NEW DELHI - The Supreme Court Tuesday suspended a consumer rights panel’s verdict ordering banks to put a cap of a 30 percent annual interest rate on default payments by their credit card subscribers.
A bench of Justice B.N. Agrawal and Justice G.S. Singhvi suspended a Dec 12, 2008 ruling of the National Consumer Disputes Redressal Commission (NCDRC).
The commission’s order had sought implementation of its July 7, 2007 order, which had ruled that ‘charging of interest rates in excess of 30 percent per annum from credit card holders by banks for the former’s failure to make full payment on the due date or paying the minimum amount due, is unfair trade practice’.
The apex court suspended the order on a joint plea by Hong Kong and Shanghai Bank, Citibank and Standard Chartered bank that charging interest rates between 36 to 49 percent from credit card defaulters by them was fair.

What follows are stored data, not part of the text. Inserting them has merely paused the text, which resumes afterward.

Issue #1547, opened 2021-09-16
Offline variation of alert pattern


tylersticka:
Our live site includes an alert when the user has gone offline. We do this so it won't be a surprise if they attempt to interact with something that still requires connectivity, such as a contact form or an embedded element (video, CodePen, etc.)

![Screen Shot 2021-09-16 at 08 49 06](https://user-images.githubusercontent.com/69633/133644256-5adf1178-7322-4b1c-9d5a-1220e780f584.png)

An updated Alert pattern was designed, but we had some difficulty landing on an accessible "offline" variation. You can see the default variation here: https://v-next--cloudfour-patterns.netlify.app/?path=/docs/components-alert--full-width#alert

This task involves designing a modifier class that will style the alert well for notifying the user they are offline. It should be prominent but not alarming (since the user didn't do anything wrong), and it should look nice against the blue of our Cloud Cover pattern. And unlike the current offline bar, it should pass our accessibility guidelines.

It's also okay to explore additions for this scenario, such as an icon, but that's not strictly necessary.

AriannaChau:
I'm assigning myself to this because I'm interested in designing it. It's not my next task and if I dev wants to also assign themselves and we could possibly go back and forth, please feel free!

tylersticka:
Updated assignment so @dromo77 can pick up where Arianna left off. 🙂

PR #1557, opened 2021-10-04
Add new alert modifiers and new alert variation prototype

AriannaChau:
## Overview

This PR adds two new modifiers for the alert pattern: Adding an icon and adding a floating style.
There's also an alert added to a prototype to get a feel for the intended use of the offline alert.

A couple of other issues can come from this:

- Add more icon background colors
- Adding white background as its own modifier?
- Add positioning for specific offline alert
- Create a new offline/wifi icon

### Icon modifier: 
Screen Shot 2021-10-04 at 3 00 51 PM

### Floating modifier:
Screen Shot 2021-10-04 at 3 01 01 PM

### Alert in practice: 
Screen Shot 2021-10-04 at 3 00 11 PM

## Testing

1. [Deploy link (icon)](https://deploy-preview-1557--cloudfour-patterns.netlify.app/?path=/docs/components-alert--basic#icon)
2. [Deploy link (floating)](https://deploy-preview-1557--cloudfour-patterns.netlify.app/?path=/docs/components-alert--basic#floating)

---

- Fixes https://github.com/cloudfour/cloudfour.com-patterns/issues/1547


.changeset/two-forks-kiss.md
```diff
@@ -0,0 +1,5 @@
+---
+'@cloudfour/patterns': minor
+---
+
+Add 2 new modifiers for the alert pattern
```
tylersticka, line 5: Let's be more specific about this message...

```suggestion
Add optional icon and floating modifier to the Alert component
```

src/components/alert/alert.scss
```diff
@@ -89,3 +89,24 @@
...
+.c-alert__icon {
+  align-items: center;
+  background-color: lighten(color.$base-orange, 30%);
+  border-bottom-left-radius: size.$border-radius-medium;
+  border-top-left-radius: size.$border-radius-medium;
+  color: color.$base-orange;
+  display: flex;
+  grid-area: icon;
+  justify-content: center;
+  width: ms.step(5);
```
tylersticka, line 102: We should add a comment explaining how we came to this size since it's sort of a magic number. For example, if this was chosen based on the usual single-line height of the pattern, that's a good thing to make note of.

src/components/alert/alert.scss
```diff
@@ -89,3 +89,24 @@
     transform: scale(scale.$effect-shrink);
   }
 }
+
+.c-alert__icon {
+  align-items: center;
+  background-color: lighten(color.$base-orange, 30%);
+  border-bottom-left-radius: size.$border-radius-medium;
+  border-top-left-radius: size.$border-radius-medium;
+  color: color.$base-orange;
```
tylersticka, line 98: Should we include colors for when this is contained in a dark theme?

src/components/alert/alert.scss
```diff
@@ -89,3 +89,24 @@
...
+  display: flex;
+  grid-area: icon;
+  justify-content: center;
+  width: ms.step(5);
+}
+
+// Adds a box shadow to add the appearance of the alert floating
+// above the containers below. Floating has a white background for higher
+// contrast between the background and the shadow.
+.c-alert__floating {
```
tylersticka, line 108: This class name is using the element notation (`__`) of the modifier notation (`--`). I think it's meant to be a modifier, in which case the class should be renamed and this style should be moved closer to `c-alert` so its closer to the thing it's modifying.

src/components/alert/alert.scss
```diff
@@ -89,3 +89,24 @@
...
+  background-color: white;
+  box-shadow: 0 0 0 2px hsla(224, 65%, 16%, 0.2),
+    4px 4px 0 2px hsla(224, 65%, 16%, 0.1);
```
tylersticka, line 111: Where did these color values come from? If they're based on an existing color value, we should reference that.

The sizes should also be based on tokens.

src/components/alert/alert.stories.mdx
```diff
@@ -68,11 +68,47 @@ By default, alerts assume they'll display within page content. For alerts meant
   </Story>
 </Canvas>
 
+## Icon
+
+An option to add an icon to the alert. You can add any icon name from our library in the `icon_name` property. Right now, the color is hardcoded to orange, but it would be nice to add more color options in the future.
```
tylersticka, line 73: We should mention _why_ it's hard-coded to orange. (I believe the reason is "to satisfy the current use case of our offline notification"?)

src/components/alert/alert.stories.mdx
```diff
@@ -68,11 +68,47 @@ By default, alerts assume they'll display within page content. For alerts meant
...
+      icon_name: 'check',
+    }}
+  >
+    {(args) => template(args)}
+  </Story>
+</Canvas>
+
+## Floating
+
+By adding `floating: true`, a light border and shadow will be added to the alert for a floating effect. The background is white to improve the contrast between the border, shadow and background. In the future, we could make it a possibilty to change the background color by itself.
```
tylersticka, line 89: Typo:

```suggestion
By adding `floating: true`, a light border and shadow will be added to the alert for a floating effect. The background is white to improve the contrast between the border, shadow and background. In the future, we could make it a possibility to change the background color by itself.
```

src/components/alert/alert.twig
```diff
@@ -1,7 +1,19 @@
 {% set tag_name = tag_name|default('div') %}
 
-<{{ tag_name }} class="c-alert{% if full_width %} c-alert--full-width{% endif %}{% if class %} {{ class }}{% endif %}">
+<{{ tag_name }} class="c-alert{% if full_width %} c-alert--full-width{% endif %} {% if floating %} c-alert__floating {% endif %}{% if class %} {{ class }}{% endif %}">
```
tylersticka, line 3: Nit: Extra space and wrong separator for modifier (see earlier comments on class name)

```suggestion
<{{ tag_name }} class="c-alert{% if full_width %} c-alert--full-width{% endif %}{% if floating %} c-alert--floating {% endif %}{% if class %} {{ class }}{% endif %}">
```

src/prototypes/single-page/example/example.scss
```diff
@@ -1,9 +1,46 @@
...
+      justify-content: center;
+      align-items: center;
+      @media (min-width: breakpoint.$l) {
+        width: 60px;
+      }
+    }
+
+    .text {
+      margin-left: 3em;
+    }
```
tylersticka, line 44: I would not expect these styles to still be necessary in this prototype if you're using the component.

tylersticka (commented):
This is looking great, and I think the list of future issues is spot on.

I left some comments inline. I also notice that when I apply the dark theme to the story, the text disappears.

You may want to consider theming the alert for light and dark containing themes, but then supporting adding a theme class (such as `t-light`) directly so you'll get the text, link and background colors where desired.

Screen Shot 2021-10-04 at 3 32 26 PM

dromo77:
@tylersticka I'm picking up where Arianna left off with this PR. It looks like she addressed almost all the feedback. I resolved a couple merge conflicts and addressed a small piece of feedback that looked like it hadn't been updated yet. Would you mind taking a look again?

src/components/alert/alert.twig
```diff
@@ -1,7 +1,19 @@
 {% set tag_name = tag_name|default('div') %}
 
-<{{ tag_name }} class="c-alert{% if class %} {{ class }}{% endif %}">
+<{{ tag_name }} class="c-alert{% if full_width %} c-alert--full-width{% endif %}{% if floating %} c-alert--floating{% endif %}{% if class %} {{ class }}{% endif %}">
   <div class="c-alert__inner">
+    {% if block('icon')|trim or icon_name %}
+      <span class="c-alert--icon">
```
tylersticka, line 6: This appears to be using modifier syntax (`.c-alert--icon`) instead of element syntax (`.c-alert__icon`).

Since this element is actually an icon _container_, we may want to call it `.c-alert__extra` for consistency with the Button component.

static/media/offline.svg
```diff
@@ -0,0 +1,19 @@
...
+                    <path d="M1.59465814,0 L0.531552715,0 C0.237952904,0 0,0.237952904 0,0.531552715 L0,1.59465814 C0,1.88825796 0.237952904,2.12621086 0.531552715,2.12621086 L1.59465814,2.12621086 C9.52102272,2.12621086 16.0174551,8.62264328 16.0174551,16.5490079 L16.0174551,17.6121133 C16.0174551,17.9057131 16.255408,18.143666 16.5490079,18.143666 L17.6121133,18.143666 C17.9057131,18.143666 18.143666,17.9057131 18.143666,17.6121133 L18.143666,16.5490079 C18.143666,7.44838242 10.6952836,0 1.59465814,0 Z" id="Path"></path>
+                </g>
+                <path d="M15.4049994,31.5599989 C23.9129457,31.5599989 30.8099989,24.6629457 30.8099989,16.1549994 C30.8099989,7.64705318 23.9129457,0.75 15.4049994,0.75 C6.89705318,0.75 -2.13162821e-14,7.64705318 -2.13162821e-14,16.1549994 C-2.13162821e-14,24.6629457 6.89705318,31.5599989 15.4049994,31.5599989 Z M26.373692,6.49794837 L3.94869287,25.8029484" id="Combined-Shape" stroke="#f27041" stroke-width="1.94999993"></path>
+            </g>
+        </g>
+    </g>
+</svg>
```
tylersticka, line 19: We would ideally introduce a new "offline" icon as part of [our glyph set](https://v-next--cloudfour-patterns.netlify.app/?path=/story/design-icons--page) instead of adding an icon to the `static` directory.

This should match the weight, appearance, etc. of our other icons and be included in the Illustrator file in our shared Drive for consistency.

src/components/alert/alert.stories.mdx
```diff
@@ -66,10 +66,67 @@ Alerts work well even when displayed at full width. Their contents will constrai
...
+    {(args) => template(args)}
+  </Story>
+</Canvas>
+
 ## Template Properties
 
 - `class` (string)
+- `icon_name` (string)
 - `dismissable` (boolean, default `false`)
+- `full_width` (boolean, default `false`)
```
tylersticka, line 128: `full_width` is no longer supported, see #1559

src/components/alert/alert.stories.mdx
```diff
@@ -66,10 +66,67 @@ Alerts work well even when displayed at full width. Their contents will constrai
...
+    }}
+  >
+    {(args) => template(args)}
+  </Story>
+</Canvas>
+
 ## Template Properties
 
 - `class` (string)
+- `icon_name` (string)
```
tylersticka, line 126: Any reason not to call this simply `icon`? (Property names and block names don't conflict.)

tylersticka (commented):
Something looks amiss when the alert is full-width at very wide sizes: https://deploy-preview-1557--cloudfour-patterns.netlify.app/?path=/story/components-alert--icon

Screen Shot 2021-11-15 at 3 42 35 PM

dromo77:
> Something looks amiss when the alert is full-width at very wide sizes

@tylersticka `c-alert__inner` has a max-width equal to our `size.$max-width-spread` token. When the alert only has text, the alert content lines up with the page content. But it's funky when there's an icon. I'm not sure what the best solution. We could remove the max-width with a modifier when there is an icon present. The downside of this is that some alert messages will be constrained and others won't. We could remove the max-width altogether, but that would allow alert content to span the full width of its container. We might also consider changing the style of the icon a bit on very large screens so that it works with the max-width. This is a quick example, but maybe something like this?

Screen Shot 2021-11-16 at 11 59 18 AM

tylersticka:
> This is a quick example, but maybe something like this?

@dromo77 I like that idea, it feels the most flexible and responsive. It might look even more purposeful and "on-brand" if the container became a circle past that max-width size?

src/prototypes/single-page/example/example.twig
```diff
@@ -39,6 +39,21 @@
   {% embed '@cloudfour/objects/container/container.twig' with {
     class: 'o-container--prose o-container--pad main-container'} %}
     {% block content %}
+
+
+      {% embed '@cloudfour/components/alert/alert.twig' with {
+        "dismissable": true,
```
tylersticka, line 45: Nit: One property name in quotes

src/components/alert/alert.twig
```diff
@@ -1,7 +1,19 @@
...
+        {% block icon %}
+          {% if icon %}
+            {% include '@cloudfour/components/icon/icon.twig' with {
+              name: icon,
+              aria_hidden: true
+            } only %}
+          {% endif %}
+        {% endblock %}
+      </span>
+    {% endif %}
```
tylersticka, line 16: In a separate PR I've been finding a way to simplify checks like this from what's being done in patterns like our button.

Earlier in the template, we can define our block but capture its output using `set`:

```twig
{% set _icon_block %}
  {% block icon %}
    {% if icon %}
      {% include '@cloudfour/components/icon/icon.twig' with {
        name: icon,
        aria_hidden: true
      } only %}
    {% endif %}
  {% endblock %}
{% endset %}
```

Then later in the template we can do this:

```twig
{% if _icon_block|trim is not empty %}
  <span class="c-alert__extra">
    {{_icon_block}}
  </span>
{% endif %}
```

Slightly less code, and to my eye makes the template _slightly_ easier to understand. But, that may be a matter of opinion... push back if you disagree!

src/assets/icons/offline.svg
```diff
@@ -0,0 +1,14 @@
...
+    c0.2,0,0.3-0.1,0.4-0.2l0.5-0.5c1.5-1.5,4.1-1.5,5.6,0l0.5,0.5c0.2,0.2,0.6,0.2,0.9,0l0.5-0.5c0.1-0.1,0.2-0.3,0.2-0.4
+    C16.9,15.1,16.9,14.9,16.8,14.8z"/>
+  <path d="M18.9,12.1l-0.5-0.5c-3.5-3.5-9.2-3.5-12.7,0l-0.5,0.5c-0.1,0.1-0.2,0.3-0.2,0.4c0,0.2,0.1,0.3,0.2,0.4l0.5,0.5
+    c0.2,0.2,0.7,0.2,0.9,0L7.1,13c1.3-1.3,3.1-2,4.9-2s3.6,0.7,4.9,2l0.5,0.5c0.1,0.1,0.3,0.2,0.4,0.2c0,0,0,0,0,0
+    c0.2,0,0.3-0.1,0.4-0.2l0.5-0.5C19.1,12.8,19.1,12.4,18.9,12.1z"/>
+  <path d="M21,9.5L20.5,9c-4.7-4.7-12.3-4.7-17,0L3,9.5C2.8,9.6,2.8,9.8,2.8,9.9c0,0.2,0.1,0.3,0.2,0.4l0.5,0.5c0.2,0.2,0.6,0.2,0.9,0
+    l0.5-0.5c3.9-3.9,10.3-3.9,14.2,0l0.5,0.5c0.1,0.1,0.3,0.2,0.4,0.2s0.3-0.1,0.4-0.2l0.5-0.5C21.3,10.1,21.3,9.7,21,9.5z"/>
+  <path d="M12,23c6.1,0,11-4.9,11-11S18.1,1,12,1S1,5.9,1,12S5.9,23,12,23z M19.8,5.1l-16,13.7" fill="none" stroke-width="2"/>
+</svg>
+
```
tylersticka, line 14: This icon feels like it could be more consistent with other elements of our patterns.

I think this is especially clear if you compare it to the way our `bell` icon looks inside of a slashed button:

Screen Shot 2021-11-16 at 2 10 06 PM
Screen Shot 2021-11-16 at 2 10 18 PM

When searching the Noun Project for "offline," I notice that a common visual is a cloud with a slash through it. Have we missed an opportunity to use a cloud where it makes symbolic sense? 🤔

tylersticka (commented):
The responsiveness feels great now! Some more feedback left inline, reach out if you have questions or aren't sure where to go next.

src/assets/icons/offline.svg
dromo77: I like the idea of using a cloud. What do you think of this @tylersticka?

Screen Shot 2021-11-17 at 8 47 20 AM

tylersticka: I like that better. Is it possible to make the cloud larger in relation to the slash?

dromo77: It's subtle, but here's an update version with the cloud a little larger in proportion to the slash.

Screen Shot 2021-11-17 at 9 42 12 AM

tylersticka: I like that better!

Can the icon itself be larger within its container? I think I'm reacting to its size relative to the capital "Y" in "You"

dromo77: Here it is a little bigger:

Screen Shot 2021-11-17 at 10 25 03 AM

tylersticka: I like that! How do you feel about it?

dromo77: I like it too!

tylersticka (commented):
Something I just noticed: In general, we want to name our icons based on what they are, not what they're for. So instead of `offline`, we might name it `cloud-slash`.

That might seem silly, but in other projects we've run into issues where we name an icon after one feature, it ends up being used for something else, and then later we stop using it for the original feature, so it's sort of in limbo. Better to just name it what it is.

Otherwise, this is great!

tylersticka (approved):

When the banks first approached the Supreme Court in September 2008, it had not stayed the NCDRC order because the order was yet to be put in operation.

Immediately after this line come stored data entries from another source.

PR #1561, opened 2021-10-15
Add No Results prototype

### LINKED ISSUE #1543: Improving the "No Posts" experience
We added a search feature to the new version of the site. For some search terms there are no results. Right now it just says "No Posts Found." Is there a better experience we could provide?

dromo77:
## Overview

This PR adds a new prototype for the search results page when there are no results.

## Screenshots

Screen Shot 2021-10-15 at 12 37 58 PM

## Testing
1. https://deploy-preview-1561--cloudfour-patterns.netlify.app/?path=/story/prototypes-no-results--example

---

- Fixes #1543

### DIFF
--- a/src/prototypes/no-results/example/example.scss
+++ b/src/prototypes/no-results/example/example.scss
@@ -1,4 +1,12 @@
+@use "../../../compiled/tokens/scss/color";
+@use "../../../mixins/ms";
+
 #no-results {
+  .large-icon {
+    color: #{color.$base-gray-light};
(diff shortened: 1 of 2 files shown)


dromo77:
@tylersticka I see what you mean about the hierarchy, I struggled to size the heading. I'll switch gears and explore a solution with a CTA instead.

tylersticka:
@dromo77 I like it, but it might benefit from an image or icon as well?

The NCDRC had ordered implementation of its July 2007 ruling on a plea by consumer rights body Awaj.
The banks in their joint appeal gave over two dozen reasons for charging high interest rates. They included the charges made on calls by the service centre for persuading people to take a credit card.
Among the other reasons that the banks cited for charging penal interest - the interest rate charged by the bank or lending institution from the borrower if he misses a repayment - included cost of processing, cost for setting up a new card in operating system, cost of courier and embossing the card, cost of providing phone banking and internet banking services, cost of sending monthly statements, cost of waiving charges for service reasons, cost of marketing and promotional offers, and cost of rewards and loyalty programmes.